Copies data into the specified table. The following arguments are used:

table

Table to upsert into

insert_cols

Columns to insert (by name)

get_stats

Takes the same arguments as upsert plus group_stats_by

Returns an array of hashrefs representing the number of inserts and updates that an upsert will perform. It must be performed before the upsert statement actually runs. Typically this is run via the upsert command (which automatically runs this if group_stats_by is set in the argumements hash).

There is a performance penalty here since an unindexed left join is required between the temp and the normal table.

This function requires tempname, table, and group_stats_by to be set in the argument hashref. The return value is a list of hashrefs with the following keys:

stats

Hashref with keys inserts and updates including numbers of rows.

keys

Hashref for key columns and their values, by name

AUTHOR

Chris Travers, <chris.travers at gmail.com>

CO-MAINTAINERS

Binary.com, <perl at binary.com>

BUGS

Please report any bugs or feature requests to bug-pgobject-util-bulkupload at rt.cpan.org, or through the web interface at http://rt.cpan.org/NoAuth/ReportBug.html?Queue=PGObject-Util-BulkLoad. I will be notified, and then you'll automatically be notified of progress on your bug as I make changes.

SUPPORT

You can find documentation for this module with the perldoc command.

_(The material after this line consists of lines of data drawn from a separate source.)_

PR #2844, opened 2020-06-11
Optimize deployd workers

EvanKrall:
These changes drastically decrease the amount of CPU time needed by deployd's workers / setup_marathon_job.

The first commit, 546cc64, makes it so we only request information about apps that matter from Marathon.

The second and third commits, 30b7371 and 700784c, aim to reduce the number of times `load_system_paasta_config` is called by passing around SystemPaastaConfig objects to almost everything that needs it that ends up being called by deployd. (The one exception remaining in my pyflame charts is https://github.com/Yelp/paasta/blob/766c25dcf3bba640e51a4e9ba8091f63910b79bf/paasta_tools/utils.py#L2915 -- removing this would give a further 20% CPU time improvement). It turns out that even though `load_system_paasta_configs` tries very hard not to re-parse YAML, the code that determines whether the files have changed takes a nontrivial amount of time, especially if you call it dozens of times.

(I could be convinced to optimize load_system_paasta_config a different way -- honestly I think it might be a lot cleaner to lean on the caching / singleton-y behavior of load_system_paasta_config, but don't have it bother to check whether the files need reloading most of the time. Instead we'd have some method to force reloading.)

The last commit makes load_service_namespace_config faster by making it only read smartstack.yaml instead of reading [seven files](https://github.com/Yelp/service_configuration_lib/blob/02b8b297b53efbedbae30ad929765d1a6cbd5c18/service_configuration_lib/__init__.py#L139) and then immediately discarding most of that information.

It's a little hard to tell _exactly_ how much faster this makes deployd, since we don't have graphs of throughput numbers or CPU time consumed by workers, but I estimate that all these changes together seems to make it roughly 10x faster.

### DIFF
--- a/paasta_tools/marathon_tools.py
+++ b/paasta_tools/marathon_tools.py
@@ -1405,7 +1405,7 @@ def get_matching_appids(
     Useful for fuzzy matching if you think there are marathon
     apps running but you don't know the full instance id"""
     marathon_apps = get_all_marathon_apps(
-        client, service_name=service, embed_tasks=embed_tasks
+        client, service_name=service, instance_name=instance, embed_tasks=embed_tasks
     )
     return [
         app.id for app in marathon_apps if does_app_id_match(service, instance, app.id)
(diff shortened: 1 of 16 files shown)


paasta_tools/marathon_tools.py
```diff
@@ -406,6 +406,7 @@ def load_marathon_service_config(
     cluster: str,
     load_deployments: bool = True,
     soa_dir: str = DEFAULT_SOA_DIR,
+    # system_paasta_config: Optional[SystemPaastaConfig] = None
```
qui, line 409: Do you need this?

EvanKrall: good catch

    perldoc PGObject::Util::BulkLoad

You can also look for information at:

ACKNOWLEDGEMENTS

LICENSE AND COPYRIGHT

Copyright 2014 Chris Travers.

This program is distributed under the (Revised) BSD License: http://www.opensource.org/licenses/BSD-3-Clause

Redistribution and use in source and binary forms, with or without modification, are permitted provided that the following conditions are met:

* Redistributions of source code must retain the above copyright notice, this list of conditions and the following disclaimer.

* Redistributions in binary form must reproduce the above copyright notice, this list of conditions and the following disclaimer in the documentation and/or other materials provided with the distribution.

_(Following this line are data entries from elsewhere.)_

PR #2850, opened 2020-06-24
Use paasta-tools-go/cmd/paasta as entrypoint

keymone:
The binary is shipped with paasta-tools deb to avoid having to deal with multiple packages providing same usr/bin/paasta link.

### DIFF
--- a/.travis.yml
+++ b/.travis.yml
@@ -40,8 +40,6 @@ before_install:
   - sudo apt-get update
   - sudo apt-get -o Dpkg::Options::="--force-confnew" install -y docker-ce=18.03.1~ce-0~ubuntu devscripts --force-yes
   - eval "$(gimme 1.13.1)"
-  - which go
-  - go version
   - 'if [ "$TRAVIS_BRANCH" = "master" -a "$TRAVIS_PULL_REQUEST" = "false" -a "$DOCKER_USERNAME" != "" ]; then docker login -u="$DOCKER_USERNAME" -p="$DOCKER_PASSWORD"; fi'
 install:
   - pip install coveralls tox==3.2 tox-pip-extensions==1.3.0 ephemeral-port-reserve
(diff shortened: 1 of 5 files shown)


yelp_package/Makefile
```diff
@@ -47,6 +47,11 @@ itest_%: package_$$* bintray_$$*
 	$(DOCKER_RUN) /work/yelp_package/itest/ubuntu.sh paasta-tools_$(ACTUAL_PACKAGE_VERSION)_amd64.deb
 
 package_%: build_$$*_docker
+	rm -rf ../bin && \
+	mkdir -p ../bin && \
+	GO111MODULE=on GOBIN=`pwd`/../bin go get -v github.com/Yelp/paasta-tools-go/cmd/paasta@v0.0.3 && \
```
vkhromov, line 52: nit: `&& \` aren't necessary here

keymone:
> Will it still be possible to use this version of the `paasta` command within our local virtualenv? I guess in this world the `paasta` entrypoint is not strictly necessary, and we can just call `paasta-whatever` directly.

Python’s entrypoint isn’t going anywhere, so inside venv it will get priority because venv changes your PATH. Eventually (and slowly) we will get rid of it, but it’s a good point, maybe we should teach golang’s version to detect virtualenvs.

.travis.yml
```diff
@@ -37,11 +37,9 @@ before_install:
   - sudo bash -c 'echo "deb http://download.docker.com/linux/ubuntu xenial stable" > /etc/apt/sources.list.d/docker.list'
   - sudo apt-key adv --keyserver keyserver.ubuntu.com --recv 9DC858229FC7DD38854AE2D88D81803C0EBFCD88
 
-  # Go repos
-  - sudo add-apt-repository ppa:longsleep/golang-backports -y
-
   - sudo apt-get update
-  - sudo apt-get -o Dpkg::Options::="--force-confnew" install -y docker-ce=18.03.1~ce-0~ubuntu devscripts golang-1.13 --force-yes
+  - sudo apt-get -o Dpkg::Options::="--force-confnew" install -y docker-ce=18.03.1~ce-0~ubuntu devscripts --force-yes
+  - eval "$(gimme 1.13)"
```
Rob-Johnson, line 42: 1.14?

* Neither the name of Chris Travers's Organization nor the names of its contributors may be used to endorse or promote products derived from this software without specific prior written permission.

THIS SOFTWARE IS PROVIDED BY THE COPYRIGHT HOLDERS AND CONTRIBUTORS "AS IS" AND ANY EXPRESS OR IMPLIED WARRANTIES, INCLUDING, BUT NOT LIMITED TO, THE IMPLIED WARRANTIES OF MERCHANTABILITY AND FITNESS FOR A PARTICULAR PURPOSE ARE DISCLAIMED. IN NO EVENT SHALL THE COPYRIGHT OWNER OR CONTRIBUTORS BE LIABLE FOR ANY DIRECT, INDIRECT, INCIDENTAL, SPECIAL, EXEMPLARY, OR CONSEQUENTIAL DAMAGES (INCLUDING, BUT NOT LIMITED TO, PROCUREMENT OF SUBSTITUTE GOODS OR SERVICES; LOSS OF USE, DATA, OR PROFITS; OR BUSINESS INTERRUPTION) HOWEVER CAUSED AND ON ANY THEORY OF LIABILITY, WHETHER IN CONTRACT, STRICT LIABILITY, OR TORT (INCLUDING NEGLIGENCE OR OTHERWISE) ARISING IN ANY WAY OUT OF THE USE OF THIS SOFTWARE, EVEN IF ADVISED OF THE POSSIBILITY OF SUCH DAMAGE.